== What is expected ==
The string "return" may appear in lines of the data; report how many lines contain it, with no other output.

== Data shown ==
= Beginning of Section =

PR #2159, opened 2018-08-27
<DropdownLayout/> - change the divider's data-hook

### LINKED ISSUE #2034: <DropdownLayout> - change divider's data-hook
Its a good idea to change the divider's data-hook to use a different template so we can distinguish it from a "regular" option item.

This has been done in https://github.com/wix/wix-style-react/pull/2005, but reverted since it could be a possible breaking change.

cc: @shlomitc

yardnsm:
Fixes #2034.

This could break existing tests, so it may be better to have this in the next major version.

### DIFF
--- a/src/DropdownLayout/DropdownLayout.js
+++ b/src/DropdownLayout/DropdownLayout.js
@@ -219,7 +219,7 @@ class DropdownLayout extends WixComponent {
   renderOption({option, idx}) {
     const {value, id, disabled, title, overrideStyle, linkTo} = option;
     if (value === DIVIDER_OPTION_VALUE) {
-      return this.renderDivider(idx, `dropdown-item-${id || idx}`);
+      return this.renderDivider(idx, `dropdown-divider-${id || idx}`);
     }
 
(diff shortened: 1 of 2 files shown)


hepiyellow:
@shlomitc 
Yeah it can theoretically break tests.
But :
1) Breaking a test is not a big deal, it doesn't affect produciton and is easy to fix.
2) Searching GitHUb, I see very few ocurrences of `dropdownLayoutDriver.optionByHook`, non of which look like they are looking for a divider.

I think it is safe to merge this.

hepiyellow:
Looking a little bit more into it.
From searching GitHub, no one is using `driver.optionByHook` with the explicit `dropdown-item-...`.
And internally in the driver, we only use the `dropdown-item` hook value in the `optionById()` method, which semantically suggests that it is by id and not by position. So it is not affected by the change.

I think we can merge it.

hepiyellow:
@yardnsm 
Please double check my comment. If you agree, then you can merge.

= End of Section =

== Result for this exercise ==
2